La negación del culto a los santos por parte de erasmistas, alumbrados y protestantes sirvió de acicate para que se representasen con frecuencia en los retablos su vida y sus milagros; la primera era ofrecida a los fieles como modelo a seguir y los segundos como prueba y señal de su eficaz intercesión ante la divinidad. Los santos mayormente efigiados fueron en primer lugar los que lo habían sido desde antiguo: los Apóstoles en cuanto fundamento y cimiento de la iglesia; los Evangelistas como primeros pregoneros del mensaje de Jesucristo; los Padres de la Iglesia, tanto latina como griega, como portavoces de la tradición eclesiástica. Pero también se impusieron nuevas devociones más acomodadas al sentir y a la mentalidad colectiva de la época. Así la del patriarca san José; la de los fundadores de las modernas órdenes religiosas como san Ignacio de Loyola, santa Teresa de Jesús, san Juan de Dios; la de los mártires bien en países dominados por protestantes y anglicanos, bien en territorios de misiones y, más en general, la de los santos recientemente canonizados.

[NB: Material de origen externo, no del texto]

PR #401, opened 2021-07-23
Enable Running BatchSupport Sample with NuGet

nums11:
This change enables  running the BatchSupport sample with NuGet to avoid the current issues of the BatchSupport sample with Inbox WinML breaking on prior versions of Windows.

### DIFF
--- a/Samples/BatchSupport/BatchSupport.sln
+++ b/Samples/BatchSupport/BatchSupport.sln
@@ -1,7 +1,7 @@
 ﻿
 Microsoft Visual Studio Solution File, Format Version 12.00
-# Visual Studio Version 17
-VisualStudioVersion = 17.0.0
+# Visual Studio 15
+VisualStudioVersion = 15.0.28307.1000
 MinimumVisualStudioVersion = 10.0.40219.1
 Project("{8BC9CEB8-8B4A-11D0-8D11-00A0C91BC942}") = "BatchSupport", "BatchSupport\BatchSupport.vcxproj", "{A43BD199-EC83-4B0E-9950-A2B8AA51439F}"
 	ProjectSection(ProjectDependencies) = postProject
--- a/Samples/BatchSupport/BatchSupport.sln
+++ b/Samples/BatchSupport/BatchSupport.sln
@@ -1,7 +1,7 @@
 ﻿
 Microsoft Visual Studio Solution File, Format Version 12.00
-# Visual Studio 15
-VisualStudioVersion = 15.0.28307.1000
+# Visual Studio Version 16
+VisualStudioVersion = 16.0.31515.178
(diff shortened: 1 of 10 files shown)


Samples/BatchSupport/BatchSupport.sln
```diff
@@ -1,7 +1,7 @@
 ﻿
 Microsoft Visual Studio Solution File, Format Version 12.00
-# Visual Studio 15
-VisualStudioVersion = 15.0.28307.1000
```
tiagoshibata, line 4: I samples are at VS 2017

Samples/SampleSharedLib/SampleSharedLib/SampleSharedLib.vcxproj.filters
```diff
@@ -29,8 +29,8 @@
     <ClCompile Include="FileHelper.cpp">
       <Filter>Source Files</Filter>
     </ClCompile>
-    <ClCompile Include="dllload.cpp">
-      <Filter>Source Files</Filter>
-    </ClCompile>
```
tiagoshibata, line 34: Was it removed on purpose?

Samples/BatchSupport/BatchSupport.sln
nums11: Do I just need to update my version of Visual studio? I thought I was on the latest for Visual Studio 2019

Samples/SampleSharedLib/SampleSharedLib/SampleSharedLib.vcxproj.filters
ryanlai2: Yes, in fact I would even recommend that the dllload.cpp file should just be removed. This was originally used to be able to load our inbox Windows.AI.Machinelearning.dll from local folder as the app. However, now we have NuGet as a solution, we don't want to have this backdoor way of loading our inbox binaries in our sample.

Samples/BatchSupport/BatchSupport.sln
ryanlai2: I'm fine with making this sample Visual Studio 2019 but then we'll need to update the README documentation of this sample to indicate that 2019 is needed.

nums11: I'm fine with keeping it at VS 2017 to be consistent with the rest of the samples but I'm not sure how to edit this file. From what I understand this is solution file is generated and used by Visual Studio so it's not regularly editable. I figure I could edit in NotePad or a regular text editor but is that the best solution?

ryanlai2: Yeah just edit solution file.

Please keep the original : # Visual Studio 15
VisualStudioVersion = 15.0.28307.1000

tiagoshibata (approved):

PR #402, opened 2021-07-28
revise finding the maximum energy of the label code

BEOKS:
I think that updating 'probability' instance is missed while finding the maximum "energy" of the label


martinb35 (approved):

martinb35:
thanks for fixing this!

PR #411, opened 2021-09-09
Add support for user specified inputNames, bumped tf2onnx version to …

JingqiaoFu:
…support op set 14, fixed op set version. Note that InputName is optional. Shape override currently supported in tf2onnx is not yet supported in onnxmltools, so that's not added to WinMLDashboard yet, optional InputNames will open doors to that change in the future.

### DIFF
--- a/Tools/WinMLDashboard/public/convert.py
+++ b/Tools/WinMLDashboard/public/convert.py
@@ -30,6 +30,8 @@ def get_opset(ONNXVersion):
         return 7
     elif '1.3' == ONNXVersion:
         return 8
+    elif '1.4' == ONNXVersion:
+        return 9
     elif '1.5' == ONNXVersion:
         return 10
     elif '1.6' == ONNXVersion:
--- a/Tools/WinMLDashboard/public/convert.py
+++ b/Tools/WinMLDashboard/public/convert.py
@@ -41,6 +41,7 @@ def get_opset(ONNXVersion):
     elif '1.9' == ONNXVersion:
         return 14
     else:
+        print('WARNING: ONNX Version ' + ONNXVersion + ' does not map to any known opset version, defaulting to opset V7')
         return 7
 
 
--- a/Tools/WinMLDashboard/public/convert.py
+++ b/Tools/WinMLDashboard/public/convert.py
@@ -7,7 +7,7 @@ def parse_args():
     parser.add_argument('source', help='source  model')
     parser.add_argument('framework', help='source framework model comes from')
     parser.add_argument('ONNXVersion', help='which ONNX Version to convert to')
-    parser.add_argument('inputNames', help='names of input nodes')
+    parser.add_argument('inputNames', help='names of input nodes (optional)')
     parser.add_argument('outputNames', help='names of output nodes')
     parser.add_argument('destination', help='destination ONNX model (ONNX or prototxt extension)')
     parser.add_argument('--name', default='WimMLDashboardConvertedModel', help='(ONNX output only) model name')
--- a/Tools/WinMLDashboard/public/convert.py
+++ b/Tools/WinMLDashboard/public/convert.py
@@ -7,7 +7,7 @@ def parse_args():
     parser.add_argument('source', help='source  model')
     parser.add_argument('framework', help='source framework model comes from')
     parser.add_argument('ONNXVersion', help='which ONNX Version to convert to')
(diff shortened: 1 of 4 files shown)


Tools/WinMLDashboard/public/convert.py
```diff
@@ -7,6 +7,7 @@ def parse_args():
     parser.add_argument('source', help='source  model')
     parser.add_argument('framework', help='source framework model comes from')
     parser.add_argument('ONNXVersion', help='which ONNX Version to convert to')
+    parser.add_argument('inputNames', help='names of input nodes (optional)')
```
tiagoshibata, line 10: The argument isn't optional as-is, maybe make it optional or change the doc to `names of input nodes (or empty string)`

Tools/WinMLDashboard/public/convert.py
```diff
@@ -87,22 +96,24 @@ def libSVM_converter(args):
...
 
-def convert_tensorflow_file(filename, opset, output_names):
+def convert_tensorflow_file(filename, opset, input_names, output_names):
     import tensorflow
     from tensorflow.core.framework import graph_pb2
     from tensorflow.python.tools import freeze_graph
     import onnx
     import tensorflow as tf
 
+    print(input_names)
```
tiagoshibata, line 106: You forgot a print here

Tools/WinMLDashboard/public/convert.py
```diff
@@ -31,6 +32,14 @@ def get_opset(ONNXVersion):
...
+    elif '1.6' == ONNXVersion:
+        return 11
+    elif '1.7' == ONNXVersion:
+        return 12
+    elif '1.8' == ONNXVersion:
+        return 13
+    elif '1.9' == ONNXVersion:
+        return 14
     else:
         return 7
```
tiagoshibata, line 44: Maybe warn about the fallback:

```py
def get_opset(onnx_version):
    version_to_opset = {
        '1.2': 7,
        '1.3': 8,
        '1.5': 10,
        '1.6': 11,
        '1.7': 12,
        '1.8': 13,
        '1.9': 14,
    }
    opset = version_to_opset.get(onnx_version)
    if not opset:
        # print some warning
        return 7
    return opset
```

(Also, is there no opset 9?)

tiagoshibata (changes requested):

Tools/WinMLDashboard/public/convert.py
JingqiaoFu: Oh yeah, thanks

Tools/WinMLDashboard/public/convert.py
JingqiaoFu: Will add required=False

Tools/WinMLDashboard/public/convert.py
JingqiaoFu: I believe there should be? I don't have the context of why it's skipped here so I didn't try to add it, maybe someone in the team can fill me in here?

Tools/WinMLDashboard/public/convert.py
JingqiaoFu: it looks like all the options are optional by default, so this should be OK as is?

tiagoshibata: At least destination (the last parameter) should be non-empty I think. You'd need a non-positional argument (like `--inputName`) or having inputNames in the end of the argument list

JingqiaoFu: hmmm, I have tested it and it was working as is, are you commenting because you believe this won't work as expected or because it's not a good practice?

Tools/WinMLDashboard/public/convert.py
JingqiaoFu: Added v9 support

Tools/WinMLDashboard/public/convert.py
tiagoshibata: Where is the model saved to if the destination is empty? I though it was a required parameter

tiagoshibata (approved):

Tools/WinMLDashboard/public/convert.py
JingqiaoFu: When the conversion is done, a file dialog will be opened to let the user choose destination & file name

Naturalmente cada ciudad, región o comarca profesaba especial veneración a su santo patrono; cada gremio o cofradía a su protector; cada orden religiosa a su fundador y a los santos de su calendario litúrgico. Incluso otros santos más antiguos siguieron gozando en el siglo XVII de idéntica devoción que antes en fuerza de su fama como operadores de milagros, curaciones y prodigios, o como protectores contra enfermedades concretas, plagas del campo, pestes y epidemias.
No se ha de olvidar finalmente a los ángeles en general y al ángel custodio en particular; la devoción a este último floreció especialmente en esta época declarándosele incluso patrono de los alguaciles y funcionarios de las audiencias. Los ángeles, de cuerpo entero o reducidos a la cabeza y alas, fueron el comodín más frecuentemente usado para rellenar los vacíos de los retablos. Las figuras de los tres arcángeles más conocidos, Miguel, Rafael y Gabriel, fueron utilizadas de preferencia en los remates y áticos de los retablos junto con las personificaciones de las virtudes teologales: Fe, Esperanza y Caridad, y de las cardinales: Justicia, Prudencia, Fortaleza y Templanza.